Issue #562, opened 2024-01-30
[Feature Request] Plugin System


fimion:
Based on #293 and #341 and my own interests (I want to decorate the generated functions), I would like to formally open a feature request for a Plugin System for the oazapfts code generation. 

The initial points we should probably define are:

- plugin registration method
- primary points for plugin modification

I'm more than happy to lead the charge on this.

Xiphe:
Hi @fimion!
Thanks for bringing this up! I still think that a Plugin System would be a great benefit for this library. (What do you think @fgnass @jonkoops?)

As I'm basically in maintenance & PM mode for oazapfts currently I don't think I can be of much help but when you're interested in leading this I'd be more then happy to assist in design and review 👍

Xiphe:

_ _ _ _ _

**AIM OF THE TASK**
Check the entries above for the word "this" and copy every line where it turns up.

**FINAL ANSWER**
I'm more than happy to lead the charge on this.
Thanks for bringing this up! I still think that a Plugin System would be a great benefit for this library. (What do you think @fgnass @jonkoops?)
As I'm basically in maintenance & PM mode for oazapfts currently I don't think I can be of much help but when you're interested in leading this I'd be more then happy to assist in design and review 👍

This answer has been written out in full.